As part of a 2006 peace process, Togo’s government agreed to create a truth and reconciliation commission to examine alleged human rights abuses that date back to independence in 1956. Of the more than 25,000 people recently surveyed by the UN Office of the High Commissioner for Human Rights in Togo, 70 percent said they wanted the commission to be able to punish offenders.

Health needs 

FACTS on Kara’s children 
25.2% chronic malnutrition
7.6% acute malnutrition
Source: UNICEF, 2008

The government estimates that in 2006 three-quarters of the nearly 50,000 people living in the country’s northern Kara district earned less than the US$300 government-calculated annual minimum required to cover basic needs. A quarter of Kara’s children suffer from chronic malnutrition, and more than seven percent of all children have acute malnutrition, according to a 2008 joint UN-government survey.

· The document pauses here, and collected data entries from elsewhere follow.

Issue #852, opened 2026-07-10
Add "RatioLinkedAscertainment" component


cdc-mitzimorris:
Add a new class "RatioLinkedAscertainment" which relates the ascertainment rate of two observation processes where the ascertainment rate for one process is the base rate and the ascertainment rate for the other is some ratio of the two signals.

This follows pyrenew-hew which parameterizes the ascertainment for the ED visits and hospitalizations as a base rate (IEDR) and a multiplier (IHR / IEDR).

This can be implemented straightforwardly using the base Ascertainment component:

```python
"""Linked ascertainment components."""

from __future__ import annotations

from collections.abc import Mapping

import jax
import numpyro
from pyrenew.ascertainment import AscertainmentModel
from pyrenew.metaclass import RandomVariable


class RatioLinkedAscertainment(AscertainmentModel):
    """Two ascertainment rates expressed as a base rate and a ratio."""

    def __init__(
        self,
        name: str,
        base_signal: str,
        linked_signal: str,
        base_rate_rv: RandomVariable,
        ratio_rv: RandomVariable,
    ) -> None:
        """Create a linked ascertainment model for two named signals."""
        super().__init__(name=name, signals=(base_signal, linked_signal))
        self.base_signal = base_signal
        self.linked_signal = linked_signal
        self.base_rate_rv = base_rate_rv
        self.ratio_rv = ratio_rv

    def sample(self, **kwargs: object) -> Mapping[str, jax.Array]:
        """Sample the base rate and ratio, then compute the linked rate."""
        base_rate = self.base_rate_rv()
        ratio = self.ratio_rv()
        linked_rate = base_rate * ratio
        numpyro.deterministic(f"{self.name}_{self.base_signal}", base_rate)
        numpyro.deterministic(f"{self.name}_{self.linked_signal}", linked_rate)
        return {self.base_signal: base_rate, self.linked_signal: linked_rate}
```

Military surgeon Songne told IRIN the 1,200-strong military force delivering health care, backed by 100 vehicles and a plane, was “overwhelmed” with requests. “The patients were so numerous that we could not assist everyone.”

Songne said the army, in coordination with the Ministry of Health, conducted 27,000 free consultations, performed 132 operations – of 484 requests – and vaccinated 15,000 people against yellow fever, meningitis and measles, at a cost of $130,000 funded by the Ministry of Defence.

The World Health Organization (WHO) representative in Togo, Kadri Tankari, told IRIN he sees no problem with the military delivering health care. “In most African countries the national health systems are very weak and Ministries of Health [government]-based institutions cannot do it alone.”

He said given the “magnitude” of health problems in Togo, the military working with the Health Ministry can help. “Military-owned facilities could provide useful support especially in remote areas,” Tankari said.

According to the government in 2006 almost seven of every 100 babies died in childbirth, 49 percent of births were unattended and there was less than one doctor per 10,000 residents – the minimum recommended by WHO to guarantee basic health service.

''…Reconciliation is a process that consists of many elements and not just isolated acts …''

Togo’s army surgeon Songne told IRIN he would like to see local leaders turning to the military for free care, which he said the military will continue to offer in location s to be determined. “We want, for example, one day a canton chief to get up a nd say ‘these hernias and goitres [lymph node swelling] – I no longer want to see them in my canton.’” He said it is his “dream” that civilians would come to trust the army.

For Ajavon Zeus, president of the NGO Collective of Associations against Impunity in Togo (CASIT), establishing trust is a long process. “Reconciliation is a process that consists of many elements and not just isolated acts.” Zeus told IRIN that CASIT is preparing hundreds of lawsuits related to alleged military abuses during the 2005 crackdown.